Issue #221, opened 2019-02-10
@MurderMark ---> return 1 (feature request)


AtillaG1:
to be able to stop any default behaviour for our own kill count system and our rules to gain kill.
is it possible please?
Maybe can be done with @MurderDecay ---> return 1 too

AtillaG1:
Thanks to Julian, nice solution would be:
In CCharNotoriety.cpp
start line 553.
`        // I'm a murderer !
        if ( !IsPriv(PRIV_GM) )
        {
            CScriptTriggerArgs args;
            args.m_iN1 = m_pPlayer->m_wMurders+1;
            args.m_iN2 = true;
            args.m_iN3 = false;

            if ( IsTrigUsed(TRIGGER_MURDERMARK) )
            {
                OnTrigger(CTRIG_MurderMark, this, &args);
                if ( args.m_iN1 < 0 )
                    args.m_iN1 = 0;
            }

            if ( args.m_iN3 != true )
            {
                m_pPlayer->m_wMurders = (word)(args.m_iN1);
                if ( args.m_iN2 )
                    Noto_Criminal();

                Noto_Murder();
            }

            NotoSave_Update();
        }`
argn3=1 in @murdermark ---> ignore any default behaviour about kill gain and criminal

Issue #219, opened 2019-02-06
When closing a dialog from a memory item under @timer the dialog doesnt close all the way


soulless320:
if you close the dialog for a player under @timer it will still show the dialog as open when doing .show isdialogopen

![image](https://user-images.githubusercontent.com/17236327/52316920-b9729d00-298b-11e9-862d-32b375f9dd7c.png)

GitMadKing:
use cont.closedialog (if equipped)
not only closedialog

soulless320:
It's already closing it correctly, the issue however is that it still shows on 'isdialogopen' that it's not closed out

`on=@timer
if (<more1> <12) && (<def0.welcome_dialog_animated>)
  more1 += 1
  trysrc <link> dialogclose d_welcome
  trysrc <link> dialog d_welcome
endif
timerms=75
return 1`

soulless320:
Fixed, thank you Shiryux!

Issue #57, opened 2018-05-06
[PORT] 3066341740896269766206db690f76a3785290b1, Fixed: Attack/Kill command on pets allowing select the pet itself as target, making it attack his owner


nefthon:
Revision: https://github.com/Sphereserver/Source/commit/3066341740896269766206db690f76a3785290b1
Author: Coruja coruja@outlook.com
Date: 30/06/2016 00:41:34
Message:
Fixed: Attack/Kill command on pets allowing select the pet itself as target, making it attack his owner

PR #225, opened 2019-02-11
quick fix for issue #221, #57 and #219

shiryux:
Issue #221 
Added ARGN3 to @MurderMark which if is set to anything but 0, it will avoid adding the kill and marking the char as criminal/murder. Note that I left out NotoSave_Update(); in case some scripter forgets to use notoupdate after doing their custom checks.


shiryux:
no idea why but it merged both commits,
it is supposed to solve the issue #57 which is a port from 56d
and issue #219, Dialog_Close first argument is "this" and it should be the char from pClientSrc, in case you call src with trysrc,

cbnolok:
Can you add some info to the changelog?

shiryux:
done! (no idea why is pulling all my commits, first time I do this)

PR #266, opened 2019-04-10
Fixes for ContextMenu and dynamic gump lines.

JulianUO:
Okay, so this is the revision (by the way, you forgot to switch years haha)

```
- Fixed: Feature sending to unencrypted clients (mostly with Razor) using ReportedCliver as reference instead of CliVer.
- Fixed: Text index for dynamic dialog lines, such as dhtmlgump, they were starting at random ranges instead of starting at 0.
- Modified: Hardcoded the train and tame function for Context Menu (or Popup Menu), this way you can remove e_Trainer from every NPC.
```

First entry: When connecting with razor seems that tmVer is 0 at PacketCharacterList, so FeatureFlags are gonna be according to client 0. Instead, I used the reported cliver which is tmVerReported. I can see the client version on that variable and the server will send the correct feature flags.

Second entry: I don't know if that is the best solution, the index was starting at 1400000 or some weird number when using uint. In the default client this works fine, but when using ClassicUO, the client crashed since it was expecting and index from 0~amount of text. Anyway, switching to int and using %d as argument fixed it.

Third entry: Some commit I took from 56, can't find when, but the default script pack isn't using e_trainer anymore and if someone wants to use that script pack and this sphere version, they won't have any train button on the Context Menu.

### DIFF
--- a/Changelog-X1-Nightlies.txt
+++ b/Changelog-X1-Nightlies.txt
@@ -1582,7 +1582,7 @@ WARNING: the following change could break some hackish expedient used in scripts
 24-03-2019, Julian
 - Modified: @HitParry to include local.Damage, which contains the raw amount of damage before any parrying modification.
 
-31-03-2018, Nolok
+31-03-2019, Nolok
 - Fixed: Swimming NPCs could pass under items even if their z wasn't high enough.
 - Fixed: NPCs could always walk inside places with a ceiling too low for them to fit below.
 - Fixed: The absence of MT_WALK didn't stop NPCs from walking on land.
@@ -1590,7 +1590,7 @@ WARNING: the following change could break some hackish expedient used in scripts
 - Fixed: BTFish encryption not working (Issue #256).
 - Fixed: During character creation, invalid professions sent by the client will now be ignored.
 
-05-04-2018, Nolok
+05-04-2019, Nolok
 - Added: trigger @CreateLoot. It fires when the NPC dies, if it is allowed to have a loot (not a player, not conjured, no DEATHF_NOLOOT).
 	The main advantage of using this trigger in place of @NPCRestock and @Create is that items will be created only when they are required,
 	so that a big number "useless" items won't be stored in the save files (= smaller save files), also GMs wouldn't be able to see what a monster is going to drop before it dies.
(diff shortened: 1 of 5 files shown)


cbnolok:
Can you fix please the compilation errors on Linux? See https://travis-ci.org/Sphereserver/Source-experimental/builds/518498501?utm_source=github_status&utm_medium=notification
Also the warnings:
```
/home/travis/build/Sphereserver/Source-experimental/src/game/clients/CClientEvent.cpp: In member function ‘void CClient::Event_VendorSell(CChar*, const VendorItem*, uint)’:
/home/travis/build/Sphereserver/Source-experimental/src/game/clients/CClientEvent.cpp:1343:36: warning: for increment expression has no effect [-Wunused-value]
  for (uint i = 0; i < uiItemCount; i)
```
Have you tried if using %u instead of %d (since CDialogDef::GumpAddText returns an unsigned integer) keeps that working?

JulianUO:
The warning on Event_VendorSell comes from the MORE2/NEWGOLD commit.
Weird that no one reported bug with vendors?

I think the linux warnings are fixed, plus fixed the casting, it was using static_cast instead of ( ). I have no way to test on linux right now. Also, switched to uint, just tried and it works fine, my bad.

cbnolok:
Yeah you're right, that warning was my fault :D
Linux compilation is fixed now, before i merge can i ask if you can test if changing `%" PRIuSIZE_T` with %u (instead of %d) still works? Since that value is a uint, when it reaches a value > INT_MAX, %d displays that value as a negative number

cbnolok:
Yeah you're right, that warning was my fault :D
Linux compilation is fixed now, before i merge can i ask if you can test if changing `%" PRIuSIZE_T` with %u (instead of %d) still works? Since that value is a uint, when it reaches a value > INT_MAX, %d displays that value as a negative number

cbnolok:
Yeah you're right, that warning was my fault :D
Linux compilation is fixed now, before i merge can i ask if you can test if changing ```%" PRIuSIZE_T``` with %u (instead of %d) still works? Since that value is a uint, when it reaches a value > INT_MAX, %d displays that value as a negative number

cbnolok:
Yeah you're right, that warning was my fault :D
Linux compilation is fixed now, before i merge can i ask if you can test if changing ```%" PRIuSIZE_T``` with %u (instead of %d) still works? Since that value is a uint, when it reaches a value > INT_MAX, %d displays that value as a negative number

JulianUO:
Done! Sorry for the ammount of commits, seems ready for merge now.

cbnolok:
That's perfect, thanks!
+++++
Assignment —
Pull every line containing the word "tried" out of the listing.

Answer to the problem —
Have you tried if using %u instead of %d (since CDialogDef::GumpAddText returns an unsigned integer) keeps that working?
I think the linux warnings are fixed, plus fixed the casting, it was using static_cast instead of ( ). I have no way to test on linux right now. Also, switched to uint, just tried and it works fine, my bad.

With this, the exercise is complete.